I wish it had been the worst thing I’d ever seen, but unfortunately, it didn’t even scratch the surface.
It was just one of the most permanent things I’d endured.
This one would physically mark me forever.
It was gruesome, but I had done far worse to fewer deserving people than myself before I even turned eighteen, and in some sick way it felt like a righteous punishment.
“Lay down on your stomach,” she instructed as I lifted my arms up for Mateo to pull the shirt completely off of me, feeling the burn in my cheeks as his eyes shamelessly wandered over me.
“They didn’t tell me about this over the phone.
” She said being completely honest about the fact she wasn’t prepared.
“Didn’t you put the IV in me?” I asked her, thinking she had already been here before.
“No, I talked Zerkos through it over the phone. He wanted to make sure you were comfortable,” she said with a convicting tone, and I looked away, pushing my guilt down. I hadn’t done anything wrong. “How are you feeling after the Narcan?” She put her doctor face back on.
“A little nauseous, my head is killing me, and I would probably suck a dick for another jab right now if I’m being honest,” she eyed me suspiciously with those words, but it was true.
It was the worst, most terrible, fantastic poison I’d ever had the misery of enduring in my life. Ever since I woke up, all I could think about was getting back to that floaty place where my memories didn’t haunt me, my past wasn’t chasing me, and I had never hurt anyone.
“I’m kidding,” I said with a flat tone hoping to ease her worried expression, but I think we both knew I wasn’t, and I didn’t really have any reason to bullshit Emory. She didn’t care for it, and I didn’t have the energy.
The doc took out her equipment ritualistically, set up a new IV drip, and attached it to the top of my hand.
I groaned at the annoying feeling of the needle, but I knew I was still severely dehydrated and was thankful after just a few minutes once my headache began to dissipate.

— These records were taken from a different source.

PR #11767, opened 2024-11-21
feat(core): Add `Scope::is_forbidden`

FabianLars:
ref https://github.com/tauri-apps/plugins-workspace/pull/2070

i didn't call is_forbidden in is_allowed to not do the OS operations twice.

### DIFF
--- a/crates/tauri/src/scope/fs.rs
+++ b/crates/tauri/src/scope/fs.rs
@@ -340,12 +340,11 @@ impl Scope {
 
   /// Determines if the given path is allowed on this scope.
   ///
-  /// This calls `is_forbidden` internally and therefore returns `false`
-  /// if the path was explicitly forbidden or neither allowed nor forbidden.
+  /// Returns `false` if the path was explicitly forbidden or neither allowed nor forbidden.
   ///
-  /// May return `false` if the path to check points to a broken symlink.
+  /// May return `false` if the path points to a broken symlink.
   pub fn is_allowed<P: AsRef<Path>>(&self, path: P) -> bool {
-    let path = verify_path(path);
+    let path = try_resolve_symlink_and_canonicalize(path);
 
     if let Ok(path) = path {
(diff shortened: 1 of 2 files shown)


crates/tauri/src/scope/fs.rs
```diff
@@ -380,6 +372,39 @@ impl Scope {
...
+        .unwrap()
+        .iter()
+        .any(|p| p.matches_path_with(&path, self.match_options))
+    } else {
+      false
+    }
+  }
+}
+
+fn verify_path<P: AsRef<Path>>(path: P) -> crate::Result<PathBuf> {
```
amrbashir: This sounds more like `try_resolve_symlink_and_canonicalize`

crates/tauri/src/scope/fs.rs
```diff
@@ -380,6 +372,39 @@ impl Scope {
...
+    if let Ok(path) = path {
+      let path: PathBuf = path.components().collect();
+      self
+        .forbidden_patterns
+        .lock()
+        .unwrap()
+        .iter()
+        .any(|p| p.matches_path_with(&path, self.match_options))
+    } else {
+      false
```
amrbashir: this should be `true`, broken symlinks should be forbidden

crates/tauri/src/scope/fs.rs
```diff
@@ -339,21 +339,13 @@ impl Scope {
   }
 
   /// Determines if the given path is allowed on this scope.
+  ///
+  /// This calls `is_forbidden` internally and therefore returns `false`
+  /// if the path was explicitly forbidden or neither allowed nor forbidden.
```
amrbashir:
```suggestion
  /// Returns `false` if the path was explicitly forbidden or neither allowed nor forbidden.
```

amrbashir (changes requested):

amrbashir (approved):

PR #11729, opened 2024-11-18
fix(windows): TrayIcon allow show_menu_on_left_click

sandercox:
The `show_menu_on_left_click` was implemented for Windows in tauri-apps/tray-icon#199 but the tauri TrayBuilder didn't allow the usage yet when platform was not "macOS". Added the `any` `target_os` guard. And updated the comments inline with the changes made in the PR mentioned.

PR #11726, opened 2024-11-18
feat(api/tray): add `TrayIcon.setShowMenuOnLeftClick` method

amrbashir:
Followup to #11729:

- Deprecate `setMenuOnLeftClick` and Add `setShowMenuOnLeftClick` to match Rust API.
- Make docs consistent
- Format some `run_item_main_thread` macro usages

PR #11797, opened 2024-11-26
fix: platform check on set_show_menu_on_left_click

sandercox:
The platform check was broken after a merge I'm afraid. It needs to spell out `target_os` in the check.

This is regression caused by changes in #11726 compared to the changes merged from #11729.


FabianLars:
`windows` is a shortcut for `target_family = "windows"` and _should_ work. (there's another `unix` shortcut but that includes macos and linux so we don't use it often)

sandercox:
Right... I would swear I had issues that went away with changing this but changing it back now it's still all ok. Sorry for my lack of knowledge here.

PR #11835, opened 2024-11-30
fix(path): wrong command for isAbsolute plugin

ilittlebig:
The current invoke argument for `isAbsolute` is wrong, and should be `plugin:path|is_absolute`.
Using `isAbsolute` from "@tauri-apps/api/path" return this error message otherwise:
```
path.isAbsolute not allowed. Command not found
```


FabianLars (approved):
oh damn, thanks!

PR #11852, opened 2024-12-02
fix(bundler): create tauri tools dir first. make tools executable.

FabianLars:


amrbashir (approved):

FabianLars:
stuff like this makes me go mental. i _explicitly_ tested this and it worked, so what did i actually test 😭

lucasfernog (approved):

PR #11971, opened 2024-12-14
feat: add support for injecting script into subframes (from wry)

Geometrically:
This PR ports https://github.com/tauri-apps/wry/pull/1365 to Tauri/tauri-runtime-wry

### DIFF
--- a/crates/tauri/src/webview/mod.rs
+++ b/crates/tauri/src/webview/mod.rs
@@ -671,7 +671,17 @@ fn main() {
     self
       .webview_attributes
       .initialization_scripts
-      .push(script.to_string());
+      .push((script.to_string(), true));
+    self
+  }
+
+  /// Adds an initialization script with the option to inject into sub-frames
+  #[must_use]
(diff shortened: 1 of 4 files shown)


Norbiros (approved):

crates/tauri/src/webview/mod.rs
```diff
@@ -671,7 +671,17 @@ fn main() {
...
       .webview_attributes
       .initialization_scripts
-      .push(script.to_string());
+      .push((script.to_string(), true));
+    self
+  }
+
+  /// Adds an initialization script with the option to inject into sub-frames
+  #[must_use]
+  pub fn initialization_script_for_main_only(mut self, script: &str, main_only: bool) -> Self {
```
amrbashir, line 680: This same method needs to be added on the `WebviewWindow` type as well.

amrbashir (changes requested):
apologies for the late review, could you also add a change file in .changes directory?

lucasfernog:
oh looks like we already merged this on a separate PR: #/13076
thank you for your contribution!

PR #12089, opened 2025-01-01
chore(deps): Update `jsonschema` to `0.28`

Stranger6667:
Hey!

This PR updates the `jsonschema` crate and applies its newer APIs.

### DIFF
--- a/crates/tauri-cli/src/helpers/config.rs
+++ b/crates/tauri-cli/src/helpers/config.rs
@@ -2,6 +2,7 @@
 // SPDX-License-Identifier: Apache-2.0
 // SPDX-License-Identifier: MIT
 
+use itertools::Itertools;
 use json_patch::merge;
 use serde_json::Value as JsonValue;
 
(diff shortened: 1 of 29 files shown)


crates/tauri-cli/src/helpers/config.rs
```diff
@@ -172,11 +173,11 @@ fn get_internal(
     || config_path.extension() == Some(OsStr::new("json5"))
   {
     let schema: JsonValue = serde_json::from_str(include_str!("../../config.schema.json"))?;
-    let schema = jsonschema::JSONSchema::compile(&schema).unwrap();
-    let result = schema.validate(&config);
-    if let Err(errors) = result {
+    let validator = jsonschema::validator_for(&schema).expect("Invalid schema");
+    let mut errors = validator.iter_errors(&config).peekable();
+    if errors.peek().is_some() {
```
amrbashir, line 178: do we really need to peek? I think we can just loop through the iterator normally and if no errors found, it will skip the iteration and nothing will happen

amrbashir (dismissed):

crates/tauri-cli/src/helpers/config.rs
Stranger6667: Good point!

Stranger6667: The only thing needed is to skip `exit` in the `if !reload` block which happens only after all errors are logged if there is at least one error. Right now peek is used exactly for this, but a boolean would work too

Stranger6667: Sorry for the force push, I updated this block.

amrbashir: > The only thing needed is to skip `exit` in the `if !reload` block which happens only after all errors are logged if there is at least one error. Right now peek is used exactly for this, but a boolean would work too

Oh didn't notice that one, apologies but you had it correct, can you revert it?

amrbashir: you also need to fix Cargo.lock conflicts with `dev` branch

Stranger6667: Sure! reverted + updated `Cargo.lock`

FabianLars (approved):

PR #12123, opened 2025-01-02
ci: Switch to upstream create-pull-request

FabianLars:
Tired of the warnings and i'd rather not update a 5 year old fork (even though it would be clean). I also don't see a reason for the fork to exist in the first place as locking upstream to a specific commit instead of using tags will provide the same safety for us.


tweidinger (approved):

tweidinger:
We should probably also update to v3 (or the pinned commit) here https://github.com/tauri-apps/tauri/blob/a52a34de83ccc6d0b3243a9bc3c07d0c35917c2e/.github/workflows/covector-version-or-publish.yml#L127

She checked over the rest of my body, making sure there were no other areas of concern, and applied an ointment to my wrists where the zip ties cut into my flesh.
“I want to clean and dress the wound, but before I do, I want to make sure you’re comfortable.
I’m gonna be honest with you Cecilia, I don’t want to give you painkillers for this after you overdosed,” she looked at me as she began to pull out her kit from her bag in the same way she did when she cared for my stab wounds.
“I’m going to numb the area with lidocaine injections so that we can do this without pain, okay? You’re going to feel multiple stings.”
Mateo slipped his hand into mine and I nodded my head, but I didn’t expect the needle to come so fast and burn so painfully deep.
She made quick work and I squeezed tight against Mateo’s hand with every stab of the needle across the fractured skin.
After probably fifteen pokes, my back was starting to feel some relief as the medicine worked its way under my skin and numbed the pain.